Press TV- The president of Yemens Supreme Political Council says all attempts by Saudi-backed militants to advance in Yemens southwestern coastal areas near the Bab-al-Mandeb Strait have been thwarted.
Speaking to the Beirut-based al-Mayadeen television, Saleh al-Samad said the mercenaries are fighting with the support of Riyadh and on behalf of Israel.
The battle in the western coastal areas is not with the mercenaries, nor Saudi Arabia, it is a battle with Israel, primarily, he said.
He added that Saudi Arabia is too weak to launch such a wide military campaign against Yemen without Israels support, pointing to recent meetings between Saudi officials and a number of Israelis.
Referring to Israels expansion policy, Samad said Israel buys islands in Eritrea and Somalia with the aim of gaining control of the strategic waterway of Bab-al-Mandeb.
He also said that Saudi Arabia was the US and Israels next target of Yemen.
He accused Abd Rabbuh Mansur Hadi, Yemens former president who asked Saudi Arabia to launch war on his home country, of attempting to subjugate the Yemeni people by playing the economic card, in an apparent reference to the embargo that had been imposed on Yemen by Riyadh.

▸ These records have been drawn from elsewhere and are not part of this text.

PR #3457, opened 2024-08-14
Add support for obtaining raw SQL query results from the underlying SQL client

IMax153:
## Type

- [ ] Refactor
- [x] Feature
- [ ] Bug Fix
- [ ] Optimization
- [ ] Documentation Update

## Description

This PR adds support for executing raw SQL queries with the underlying SQL client.

This is primarily useful when the SQL client returns special results for certain query types.

For example, because MySQL does not support the `RETURNING` clause, the `mysql2` client will return a [`ResultSetHeader`](https://sidorares.github.io/node-mysql2/docs/documentation/typescript-examples#resultsetheader) for `INSERT`, `UPDATE`, `DELETE`, and `TRUNCATE` operations.

To gain access to the raw results of a query, you can use the `.raw` property on the `Statement`:

```ts
import * as SqlClient from "@effect/sql/SqlClient"
import * as MysqlClient from "@effect/sql/MysqlClient"

const DatabaseLive = MysqlClient.layer({
  database: Config.succeed("database"),
  username: Config.succeed("root"),
  password: Config.succeed(Redacted.make("password")),
})

  const sql = yield* SqlClient.SqlClient

  const result = yield* sql`INSERT INTO usernames VALUES ("Bob")`.raw

  console.log(result)
  /**
   * ResultSetHeader {
   *   fieldCount: 0,
   *   affectedRows: 1,
   *   insertId: 0,
   *   info: '',
   *   serverStatus: 2,
   *   warningStatus: 0,
   *   changedRows: 0
   * }
   */
})

program.pipe(
  Effect.provide(DatabaseLive),
  Effect.runPromise
)
```

## Related

- Related Issue #
- Closes #

### DIFF
--- a/packages/sql-mysql2/src/MysqlClient.ts
+++ b/packages/sql-mysql2/src/MysqlClient.ts
@@ -89,7 +89,7 @@ export const make = (
     class ConnectionImpl implements Connection {
       constructor(private readonly conn: Mysql.PoolConnection | Mysql.Pool) {}
 
-      private runUnprepared(
+      private runRaw(
         sql: string,
         values?: ReadonlyArray<any>,
         rowsAsArray = false,
@@ -117,7 +117,7 @@ export const make = (
         rowsAsArray = false,
         method: "execute" | "query" = "execute"
       ) {
-        return this.runUnprepared(sql, values, rowsAsArray, method).pipe(
+        return this.runRaw(sql, values, rowsAsArray, method).pipe(
           Effect.map((results) => {
             if (transform && !rowsAsArray && options.transformResultNames) {
               return transformRows(results as ReadonlyArray<any>)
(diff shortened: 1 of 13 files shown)


packages/sql-mysql2/src/MysqlClient.ts
```diff
@@ -89,40 +89,57 @@ export const make = (
     class ConnectionImpl implements Connection {
       constructor(private readonly conn: Mysql.PoolConnection | Mysql.Pool) {}
 
-      private run(
+      private runUnprepared(
```
tim-smart, line 92:
```suggestion
      private runRaw(
```

packages/sql/src/internal/statement.ts
```diff
@@ -130,6 +130,13 @@ export class StatementPrimitive<A> extends Effectable.Class<ReadonlyArray<A>, Er
     )
   }
 
+  get raw(): Effect.Effect<unknown, Error.SqlError> {
+    return this.withConnection(
+      "executeRaw",
+      (connection, sql, params) => connection.executeRaw(sql, params)
+    )
+  }
```
tim-smart, line 138:
```suggestion
  get raw(): Effect.Effect<unknown, Error.SqlError> {
    return this.withConnection(
      "executeRaw",
      (connection, sql, params) => connection.executeRaw(sql, params),
      true
    )
  }
```

Remove the transformations too.

tim-smart (changes requested):

PR #3458, opened 2024-08-14
ensure makeZonedFromString supports 00:00 offset

thomasvargiu:
## Type

- [ ] Refactor
- [ ] Feature
- [X] Bug Fix
- [ ] Optimization
- [ ] Documentation Update

## Description

Currently `effect/DateTime::makeZonedFromString()` doesn't parse dates with `00:00` offset.
Fixed in order to allow zero offset.


tim-smart (approved):
Thanks :)

PR #3464, opened 2024-08-16
Lock down workflow permissions

fubhy:
Default all workflows to "no permissions" and enable speicifc permissions on the job level.


IMax153 (approved):
LGTM 👍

He also rejected allegations of a dispute between the Houthi Ansarullah movement and the General Peoples Congress Party, saying that the blood of the two had been merged in the battlefields and that it was impossible for any dispute to erupt between them.
In a separate development, 40 Saudi-backed mercenaries, including senior commanders, were killed and injured as the Yemeni forces targeted their positions near the strategic Bab al-Mandeb Strait, southwest of Taizz on Sunday. The attack also destroyed the militants advanced military equipment.
Saudi Arabia began its military aggression against Yemen in March 2015 in a bid to restore power to Hadi, a Saudi ally.
The Saudi campaign has claimed the lives of more than 11,400 people, according to figures compiled and earlier released by the Yemeni non-governmental monitoring group Legal Center for Rights and Development.